• [Extracted material]:
PR #292, opened 2026-06-04
Build EverParse against a F* binary package; configure via `./configure`

tahina-pro:
## Motivation

On the `fstar2` branch, EverParse builds F* (and, transitively, Karamel and
Pulse) **from source**: `deps.Makefile` clones the F* repo under `opt/`, builds
it, downloads Z3, and threads everything together through a set of
`EVERPARSE_*` environment variables.

F* now publishes **binary packages** (the nightly tarballs at
https://github.com/FStarLang/fstar-nightly), which bundle `fstar.exe`, the
`krml` (Karamel) executable, the Z3 versions F* needs, and — as of
**FStarLang/FStar#4300** — `fstar.lib` shipped as OCaml **sources + a dune
project**, installable via `fstar.exe --install_lib_with_deps`.

This PR makes EverParse able to build and test against such a binary package
(no F* source clone, no F* build, no Z3 download), while keeping the existing
build-F*-from-source path fully working. Along the way it replaces the
`EVERPARSE_*` environment-variable configuration with a `./configure` script
that records choices in a generated `config.Makefile`.

> **Depends on FStarLang/FStar#4300**, which adds `fstar.exe --install_lib[_with_deps]`
> and makes binary packages ship `fstar.lib` as source. EverParse's
> `fstarlib.done` rule and the binary-package workflow rely on that command.

## Configuration: `./configure` + `config.Makefile` (replaces `EVERPARSE_*` env vars)

- New **`./configure`** script takes dependency options as command-line
  arguments and produces **`config.Makefile`**, which `deps.Makefile` includes
  via a prerequisite-less rule that runs `./configure` with no arguments by
  default. `src/z3-version.Makefile` also includes `config.Makefile`, so the Z3
  version can be overridden there. `package.sh`, CI sparse-checkouts,
  `.gitignore` and `README.md` are updated accordingly.
- **Decoupled `--use-fstar-exe`/`--use-krml-exe` from the opam root.** Supplying
  a pre-existing `fstar.exe`/`krml` no longer implies using the ambient opam
  switch. Users who need the ambient switch (e.g. to compile the EverCDDL F*
  plugin against their F*'s OCaml environment) pass **`--use-opamroot`**
  explicitly.
- New **`--opamroot=PATH`** option (implies `--use-opamroot`): records
  `OPAMROOT := PATH` in `config.Makefile`; `deps.Makefile` exports it so
  EverParse can target a dedicated opam root without setting `OPAMROOT` in the
  environment.

## F* binary-package shortcuts

Two `./configure` shortcuts point EverParse at a F* binary package:

- **`--fstar-bin-package=DIR`** — use an already-extracted package rooted at
  `DIR`; equivalent to `--fstar-exe=DIR/bin/fstar.exe --krml-exe=DIR/bin/krml`.
- **`--fstar-bin-package-tar=FILE`** — extract a package tarball under
  `opt/fstar-bin-package/` (deliberately not `opt/fstar`, to avoid colliding
  with `opt/FStar` on case-insensitive filesystems) and use the result.

Explicit `--fstar-exe`/`--krml-exe` still take precedence; relative paths are
resolved against the invocation directory; the extracted dir is gitignored and
removed by `distclean`.

## Installing `fstar.lib` for leaf builds

EverParse's 3d/ASN1/cddl tools link F*-extracted OCaml against `fstar.lib`. In a
binary package `fstar.lib` is shipped as source, so it must be built/installed
into the configured opam switch:

- New **`fstarlib.done`** rule runs `fstar.exe --install_lib_with_deps`
  (from FStarLang/FStar#4300) under the EverParse opam env. It depends on
  `$(NEED_FSTAR)`, so a source build rebuilds F* first; with a binary package
  `NEED_FSTAR` is empty and the rule just installs `fstar.lib`. The leaf rules
  that link against `fstar.lib` (`3d-exe`, `asn1-test`, `cddl-tool`,
  `cddl-unit-tests`) and the `deps` aggregate now depend on it.
- **Decoupled opam-root creation from the F* sources.** `opt/Makefile`'s
  `opam.done` previously installed both `everparse-deps.opam` **and**
  `fstar-deps.opam` (a copy of F*'s own opam file) — forcing a F* source clone
  just to populate the opam root. It now installs only `everparse-deps.opam`;
  F*'s OCaml build deps are installed by the from-source `FStar.done` rule.
- **Declare the OCaml deps that the F* build used to provide transitively.** In
  a source build, `menhir`/`process`/`batteries` were pulled in via the F*
  build; with a binary package they are not, so they are now declared
  explicitly in `everparse-deps.opam` (used by `qd`, `3d`, `ASN1` tools).

## Z3 in binary-package mode

The `$(FSTAR_EXE) --locate_z3` probe previously ran only in source mode. With a
binary package the probe was skipped, so Z3 was looked up via `which
z3-VERSION` and, if absent from `PATH`, **downloaded into `opt/z3` — whose rule
clones the F* sources**, defeating the purpose of the binary package. The probe
now runs in **both** modes after `FSTAR_EXE` is determined: in source mode
`fstar.exe` doesn't exist yet so it falls back to PATH/download as before; with
a binary package it returns the **bundled** Z3, so no download or F* clone
happens.

## `DICE_HOME` for the Pulse DICE examples

Binary packages don't ship the Pulse examples that the CDDL DPE tests use. A new
**`--dice-home`** configure option sets their location; `deps.Makefile` keeps
the from-source default and exports `DICE_HOME`. When `DICE_HOME` points at a
non-existent dir, `src/cddl/tests/dpe` populates it via a treeless/shallow/sparse
partial clone of `FStarLang/FStar` at the commit reported by `fstar.exe
--version`, so the examples match the F* in use.

## `OCAMLPATH` handling in subsidiary Makefiles

The subsidiary OCaml build Makefiles previously forced `fstar.lib` onto
`OCAMLPATH` via `fstar.exe --ocamlenv` wrappers. These were first removed (to let
`fstar.lib` resolve from the ambient opam switch), then **restored**, because a
**source build** keeps `fstar.lib` under `opt/FStar/out/lib` (not on
`OCAMLPATH`) — so without the wrappers `dune`/`ocamlfind` couldn't find it and
`make test` failed. The roundtrip test additionally keeps an explicit
`OCAMLPATH` entry for `evercddl.lib` (under `$EVERPARSE_HOME/lib`), which
`--ocamlenv` does not provide.

## Build hygiene & CI

- Wire the `qd/unit` and `lowparse` Pulse-test clean rules into the top-level
  `make clean` (their generated artifacts previously leaked); `distclean`
  removes the new stamps and `opt/fstar-bin-package`.
- **Disable the release workflow** by renaming `release.yml` →
  `release.yml.disabled` (only `.yml`/`.yaml` are processed as workflows;
  matches the repo's existing `.disabled` convention), while the opam/F*
  dependency wiring is reworked.

## Testing the binary-package build: `fstarpkg.Dockerfile`

New `fstarpkg.Dockerfile` builds and tests EverParse against a downloaded F*
binary package tarball (`fstar*.tar.gz`) via `--fstar-bin-package-tar`, running
`make -j$(nproc) -k lowparse` (no `ADMIT`, so it exercises the package's bundled
Z3) followed by `ADMIT=1 make -j$(nproc) -k test`. `fstar-*.tar.gz` is gitignored
so the package is not committed. README also notes that `clang` is required (the
COSE interop test Makefiles hardcode `CC := clang`).

## Files touched (binary-package work)

```
 .github/workflows/{ci,nightly,nightly-fstar2}.yml   # config.Makefile sparse-checkout
 .github/workflows/release.yml -> release.yml.disabled
 .gitignore                                          # config.Makefile, fstarlib.done, fstar-*.tar.gz, opt/fstar-bin-package
 Makefile                                            # fstarlib.done deps for leaf rules; pulse-test clean rules
 README.md                                           # ./configure usage, binary-package options, clang
 configure                                           # NEW: the configure script
 deps.Makefile                                       # config.Makefile include; fstarlib.done; Z3 probe; DICE_HOME; opam.done decoupling
 fstarpkg.Dockerfile                                 # NEW: binary-package test image
 opt/Makefile                                        # opam.done installs only everparse-deps.opam
 opt/everparse-deps.opam                             # + menhir, process, batteries
 share/everparse/tests/qd/Makefile                   # clean forwarding
 src/cddl/tests/dpe/Makefile                         # DICE_HOME partial-clone rule
 src/package/package.sh                              # config.Makefile awareness
 src/z3-version.Makefile                             # include config.Makefile (Z3 version override)
```

## How to build against a binary package

```sh
# extracted package:
./configure --fstar-bin-package=/path/to/fstar
# or an unextracted tarball:
./configure --fstar-bin-package-tar=/path/to/fstar-Linux-x86_64.tar.gz

make -j$(nproc) -k lowparse        # exercises the bundled Z3
ADMIT=1 make -j$(nproc) -k test
```

## Compatibility / before merging

- The from-source build is unchanged in behavior: `./configure` with no
  arguments reproduces the old defaults, F* is still cloned/built under `opt/`,
  Z3 is still downloaded, and `fstar.lib` resolves from `opt/FStar/out/lib`.
- **Pre-merge cleanup:** revert the temporary `(TEMP) use my F* fork` commit
  (and any hash bumps to the fork) so `opt/` points back at the upstream F*
  repo/commit; merge only after FStarLang/FStar#4300 lands and is reflected in
  `opt/hashes.Makefile`.


tahina-pro:
`fstarpkg.Dockerfile` works with the F* binary package obtained from https://github.com/tahina-pro/FStar/actions/runs/26922219139

tahina-pro:
Ultimately, it has been decided that EverParse shall build F* from its sources, or at best, from a source package, since QuackyDucky, the 3D frontend and EverCDDL all require fstar.lib, and OCaml (opam/ocamlfind) packages cannot ship as binaries.

PR #300, opened 2026-07-15
QuackyDucky: copyful parsing and serialization to/from Pulse data types (`qd -pulse`)

tahina-pro:
## Summary

This PR adds a new **`-pulse` backend to QuackyDucky** (`qd`) that generates verified
*copyful* parsers and serializers between wire-format byte slices and idiomatic,
heap-allocated, **owned Pulse data types**. It is backed by a substantial extension of
the existing `LowParse.Pulse.*` / `LowParse.PulseParse.*` combinator library.

The existing non-Pulse backends are unchanged: the default (`-high` + `-low`), `-low`,
and `-high` outputs remain **byte-for-byte identical to `upstream/master`**. All new
behavior is gated behind the `-pulse` flag.

## Motivation

QuackyDucky previously offered two backends:

- `-high` — a purely functional specification (parsers/serializers over `Seq`), and
- `-low` — zero-copy Low\* validators/jumpers/accessors that read *in place* from an
  input buffer without materializing a value.

Neither produces ordinary Pulse data structures that a caller can allocate, read,
mutate, and free. The new `-pulse` backend fills that gap with a **copyful** model:
parsing reads the wire format into a freshly allocated Pulse value; serialization
writes a Pulse value back out to a byte slice with a bounds-checked ("graceful")
failure path; and each type additionally gets a size computation and a `free`.

`upstream/master` already ships a base Pulse library (zero-copy validators, jumpers,
and leaf readers). This PR builds the copyful layer on top of it.

### 1. Copyful combinator layer in `LowParse.Pulse.*` / `LowParse.PulseParse.*`

The library gains four operations per parseable type, organized around a
representation-matching relation:

- **`vmatch : t' -> tm -> slprop`** relates a low, owned runtime representation `t'`
  to a "mid" spec value `tm`, together with a partial **`conv : tm -> GTot (option t)`**
  bridging the mid to the high spec type `t`.
- **`copyful_parse vmatch p conv`** — read a validated/parsed input slice into a freshly
  allocated owned `t'`.
- **`free_t vmatch`** — free the owned representation.
- **`l2r_safe_writer vmatch s conv`** — serialize an owned `t'` into an output slice,
  signaling out-of-space through an error flag instead of failing hard (graceful).
- **`l2r_safe_size vmatch s conv`** — compute the exact serialized size of an owned `t'`.

Combinators are provided (and generated) across the full QuackyDucky type surface:

- **Leaves**: fixed-size integers, little-endian integers, and the variable-length
  length headers (`bitcoin_varint`/bcvli, `asn1_len`/`asn1_len8` DER, bounded ints).
- **Bytes**: fixed-length and bounded variable-length byte blobs
  (`flbytes` / `vlbytes` / `vlbytes'` explicit-header / `vlgenbytes` generic-header),
  emitted **Seq-natively with no `FStar.Bytes` whatsoever** (see §4).
- **Pairs / synth**: structs and type aliases.
- **Sums**: closed sums, open sums (`dsum`), and implicit-tag sums, in both a
  *leaf-readable* form (when every case is leaf-readable) and an *owned* inductive
  form otherwise.
- **Lists / arrays**: fixed-count arrays, count-prefixed lists (`vclist`),
  byte-length-bounded lists, and `fldata`/`vlgen`-framed payloads.
- **if-then-else** types (see §3).

A pure, structural **`leaf_size`** library (`LowParse.Pulse.Base` / `Combinators` /
`Sum`) computes exact leaf sizes without any dependency on `LowParse.SLow`, so the
`-pulse` output does not pull in the SLow (`size32`) machinery at all.

New modules: `LowParse.Pulse.BoundedIntLE`, `LowParse.PulseParse.BoundedIntLE`,
`LowParse.PulseParse.SizeLeaf` (plus their `.fsti`s). Many existing Pulse modules are
substantially extended (e.g. `PulseParse.Base`, `.Sum`, `.VCList`, `.Bytes`, `.List`,
`.VLData`, `.VLGen`, `.Array`, `.FLData`, `.Enum`, `.Combinators`, `.IfThenElse`).

### 2. QuackyDucky `-pulse` code generation

For every generated type `<n>`, `qd -pulse` now emits (across `<n>.fst` / `<n>.fsti`):

- the owned low representation and its `<n>_vmatch` / `<n>_conv`,
- `read_<n>` (copyful parse) and `free_<n>`,
- `write_<n>` (graceful safe writer) and `size_<n>`,
- the parser/serializer/validator/jumper specifications,

wiring the combinator library structurally so that composite types
(structs, sums, lists, arrays, framings) are built from their components' copyful
operations. Sum dispatch uses the reducible `[@Norm]` enum destructors for
extractable key handling.

### 3. `if-then-else` types

A new discriminated field form is supported: `(if tag = "<hex>" T else F)`.

- The discriminant tag and its constant are represented **Seq-natively**
  (`Seq.lseq`/`Seq.seq`), with **no `FStar.Bytes` and no `assume`**. The tag
  comparison is a C-extractable byte-by-byte test driven by a generated `get_byte`
  callback.
- Optional **custom constructor names**: `(if tag = "<hex>" Ctor1 : T else Ctor2 : F)`;
  the bare form keeps the default `<N>_true` / `<N>_false` constructors.
- A copyful interface is emitted so an if-then-else can itself be a **struct field**.
- `bytesize_eqn` lemmas are emitted so enclosing length proofs decompose an
  if-then-else field by SMT pattern.
- **`-pulse` only for the new Seq-based codegen.** The legacy non-Pulse
  (`FStar.Bytes`-based SLow/Low\*) if-then-else backend is **kept unchanged** and is
  still selected under the default / `-low` / `-high` backends.

### 4. Fully `FStar.Bytes`-free `-pulse` output

Under `-pulse`, **all** byte types are emitted Seq-natively — over `Seq.seq FStar.UInt8.t`
/ `Seq.lseq FStar.UInt8.t` instead of `FStar.Bytes` — so the generated `-pulse` F\* **and
the extracted C are entirely `FStar.Bytes`-free**. This covers:

- fixed-length bytes (`opaque[k]`) → `Seq.lseq`;
- bounded variable-length bytes with a tight fixed-width header (`opaque<lo..hi>`) →
  `Seq.seq` via `parse_bounded_seq_vlbytes`;
- bounded bytes with a **generic / variable-width length header**
  (`bitcoin_varint` / `asn1_len` / `asn1_len8`) → `parse_bounded_seq_vlgenbytes`;
- bounded bytes with an **oversized fixed-width header** (`l > log256' max`, produced by
  staging implicit-sum payloads over `vlbytes`) → `parse_bounded_seq_vlbytes_gen`.

The supporting library gained a Seq-native byte layer that mirrors the `FStar.Bytes`
one but instantiates the byte-payload serializer with the identity
`serialize_seq_all_bytes`, so all the `B32.reveal` / `B32.length` coercions disappear:
- `LowParse.Spec.SeqBytes`: the explicit-`l` family (`parse`/`serialize`/`length_serialize`/
  `_bytes_eq` `_bounded_seq_vlbytes_gen`, over `parse_bounded_vldata_strong'`) and the
  generic-header family (`_bounded_seq_vlgenbytes`, over `parse_bounded_vlgen`).
- `LowParse.Pulse.SeqBytes`: the corresponding `validate` / `jump` / `copyful_parse` /
  `l2r_safe_writer` / `l2r_safe_size` combinators for both families (plus the primed
  vldata-strong payload copyful and the generic `vlgen` byte accessor), all sharing the
  existing owned `PPBY.lvec byte` representation, `vmatch_copy_seqbytes`,
  `free_copy_seqbytes` and `seq_vlbytes_conv`.

The generator's per-module `FStar.Bytes`-header emission is now dead under `-pulse`
(`gemstone_uses_fstar_bytes_pulse` returns `false`); the `FStar.Bytes` module headers
are emitted only outside `-pulse`.

### 5. Extraction (KaRaMeL) cleanliness

Spec-only artifacts are marked `noextract` under `-pulse` so the extracted C contains
only the runtime (owned, `Vec`-based) representation and no dead spec types:

- high struct/sum/alias/list/array types and their synth/tag coercions whose runtime
  role is played by the owned low representation,
- generated enum lookup tables and `<n>_mid_tag` ghost helpers.

Leaf-readable types — whose copyful "mid" *is* the high type and is therefore genuinely
used at runtime — are deliberately **kept extractable**. This eliminates
`Prims_list`-style cons-list leakage and dead `krmlinit_globals()` initializers from
the generated C.

The `noextract` markings on the synth coercions and `make_sum'`/`make_dsum'` sum
descriptors are gated on `-pulse` (`if !emit_pulse then "noextract " else ""`): under
the default/`-low`/`-high` backends these stay extractable (the high-backend
`parser32`/`serializer32`/`size32` consume them), so non-Pulse output is unchanged.

## Non-Pulse behavior preserved

All `-pulse`-specific generation is guarded by the `emit_pulse` flag. The default,
`-low`, and `-high` outputs are **byte-identical** to `upstream/master` (verified by
regenerating the full unit + bitcoin grammars with both `qd` binaries and diffing).
In particular, outside `-pulse` the SLow `size32`/`LSZ` emission, `FStar.Mul` operator
qualification, `friend` declarations, the `FStar.Bytes`-based if-then-else backend, and
all enum/type `noextract` markings are exactly as before.

## Testing

- **New `-pulse` unit harness** under `share/everparse/tests/qd/unit`: regenerates from
  `unittests.rfc` + `bitcoin.rfc` via `qd -pulse`, verifies in F\*, extracts to C,
  compiles, and runs round-trip tests.
- Added `t60` / `t61` (little-endian leaf arrays) to `unittests.rfc` for
  little-endian copyful array coverage.
- `make -j16 quackyducky-test` runs **both** the existing Low\* harness (`tests/`) and
  the new Pulse harness (`share/everparse/tests/qd`) and passes end to end
  (verification → C extraction → compile → run).

## Files changed

- **`src/qd/`** — `rfc_fstar_compiler.ml` (the bulk of the `-pulse` generator and the
  split if-then-else codegen), plus `rfc_parser.mly`, `rfc_ast.ml`, `rfc_pretty.ml`
  for the if-then-else grammar (custom constructor names) and AST.
- **`src/lowparse/pulse/`** — the copyful combinator layer: 5 new modules and large
  extensions to ~20 existing `LowParse.Pulse.*` / `LowParse.PulseParse.*` modules,
  including the Seq-native variable-length byte layer in `LowParse.Pulse.SeqBytes`
  (explicit-`l` `_bounded_seq_vlbytes'` and generic-header `_bounded_seq_vlgenbytes`
  `validate` / `jump` / `copyful_parse` / `l2r_safe_writer` / `l2r_safe_size`).
- **`src/lowparse/`** — spec additions in `LowParse.Spec.SeqBytes.fst` (the Seq-native
  `_bounded_seq_vlbytes_gen` and `_bounded_seq_vlgenbytes` parser/serializer/length/
  `_bytes_eq` families) and `LowParse.Spec.IfThenElse.fst`.
- **`share/everparse/tests/qd/unit/unittests.rfc`** — added test types.

## Notes

- `if-then-else` types are a `-pulse`-only feature; requesting the SLow/Low\* backend
  for a grammar that uses them falls back to the legacy `FStar.Bytes`-based codegen
  (unchanged from `upstream/master`).
- The `-pulse` backend is mutually exclusive with `-low`.


tahina-pro:
### 6. No `FStar.SizeT.fits_u64` assumption in `-pulse` output

The `-pulse` backend previously emitted `assume val fits_u64_squash : squash
FStar.SizeT.fits_u64` into **every** generated module and threaded it as a precondition
through the entire validator / jumper / serializer / size combinator API. That
assumption silently bakes in the platform fact "`size_t` is at least 64 bits", which C
only mandates to be **≥ 16 bits** — a soundness gap in the verified-to-C story. It is now
**completely removed**: generated `qd -pulse` parsers, validators and serializers are
sound on **any ≥ 16-bit `size_t`**, with zero `fits_u64` assumptions or preconditions
(`grep fits_u64` over the generated `-pulse` `.fst` files returns nothing).

The techniques, all sound and portable (no static width axiom, no `admit`/`assume`):

- **Portable base-2¹⁵ comparisons** — new module `LowParse.Pulse.SizeComparison`.
  `32768 = 2¹⁵` is the largest power of two guaranteed to fit any ≥16-bit `size_t`
  (`FStar.SizeT.fits_at_least_16`); four divisions by `32768` compute `b / 2⁶⁰`, deciding
  `u64 ↔ size_t` comparisons (`u64_lte_sizet`, `u32_lte_sizet`, `sizet_lte_u32`,
  `sizet_fits_u64`, `sizet_sum_within_budget`) with no platform axiom. In C these compile
  to shifts/masks and are correct at 16/32/64-bit width.
- **`fits` recovery, not assumption** — a wire-read length/count is compared against the
  remaining input (a `size_t`) *before* conversion; `FStar.SizeT.fits_lte` then recovers
  `SZ.fits` and the (already-weakened) `uint32/64_to_sizet` narrows exactly. Over-size
  inputs that cannot fit `size_t` are gracefully rejected — sound, and *more* correct on
  narrow targets.
- **Output-length budget for writers** — serializers recover `fits` from the output
  slice length (`sizet_sum_within_budget (S.len out) …`), so writing succeeds at full
  capacity. Standalone size functions use a portable overflow-checked `size_add_checked`
  (overflow now detected at the `size_t` boundary — `l2r_safe_size_postcond` uses
  `SZ.fits len` instead of `len < pow2 64` — with a `< 2¹⁶` completeness floor, the honest
  fully-portable limit; a `size_add_checked_budget` variant recovers full capacity when a
  budget witness is available).
- **`U32` bounds instead of `size_t` bounds** — the vlbytes/vldata/vlgen/vclist writer
  and size combinators now take their static bounds as `U32.t` and compare the payload
  `size_t` length against them portably, so the old `mk_seq_sizet` helper (which needed
  `fits_u64` to turn a bound ≥ 2¹⁶ into a `size_t`) is deleted.
- **Tightened leaf-size bounds** — pure leaf-size combinators (`leaf_size_pair`,
  `leaf_size_sum`/`_dsum`, `SizeLeaf`) require `parser_kind_high < pow2 16` (discharged
  automatically by `fits_at_least_16`); vestigial `fits_u64` parameters were dropped.
- **`parser_kind_low > 0` for count-prefixed lists** — `validate/jump/copyful_parse_vclist`
  now require it (consistent with the vclist writer/size), the only sound choice for
  representing a wire count as a `size_t` on a narrow platform.

This mirrors the analogous `SZ.fits_u64` elimination done for the CBOR/CDDL Pulse code
(EverParse PR #296). It relies on the already-present `FStar.SizeT` weakening of
`uint32/64_to_sizet` (`requires fits_u32/64 \/ fits (v x)`) and needs no F\* or
Pulse-stdlib change.

tahina-pro:
**Machine integers only (no KaRaMeL Warning 15).** The generated `-pulse` serializers
are free of mathematical (`Prims.int`/`nat`) integers, so the extracted C uses native
machine integers with no bignum/GC dependency. Two combinators that previously leaked
`nat` into extraction were fixed: `LowParse.PulseParse.BCVLI.bounded_bcvli_size` (whose
`nat` bounds are spec-only) is now `inline_for_extraction` so those parameters erase; and
`l2r_safe_writer_bounded_vldata_payload` now receives its header length as a precomputed
machine-integer parameter (`l_sz : SZ.t`, emitted as a `(log256 max)` literal) instead of
computing `log256' max` / `FStar.UInt32.uint_to_t` at runtime — mirroring the already-clean
`_strong` variant. KaRaMeL extraction of the `-pulse` test now reports **zero Warning 15**.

• [Assigned task]: In the listing above, find the line with "assumption silently bakes" and the line with "C these compile". Output those two lines and every line between them, exactly as written.

• [Result]:
assumption silently bakes in the platform fact "`size_t` is at least 64 bits", which C
only mandates to be **≥ 16 bits** — a soundness gap in the verified-to-C story. It is now
**completely removed**: generated `qd -pulse` parsers, validators and serializers are
sound on **any ≥ 16-bit `size_t`**, with zero `fits_u64` assumptions or preconditions
(`grep fits_u64` over the generated `-pulse` `.fst` files returns nothing).

The techniques, all sound and portable (no static width axiom, no `admit`/`assume`):

- **Portable base-2¹⁵ comparisons** — new module `LowParse.Pulse.SizeComparison`.
  `32768 = 2¹⁵` is the largest power of two guaranteed to fit any ≥16-bit `size_t`
  (`FStar.SizeT.fits_at_least_16`); four divisions by `32768` compute `b / 2⁶⁰`, deciding
  `u64 ↔ size_t` comparisons (`u64_lte_sizet`, `u32_lte_sizet`, `sizet_lte_u32`,
  `sizet_fits_u64`, `sizet_sum_within_budget`) with no platform axiom. In C these compile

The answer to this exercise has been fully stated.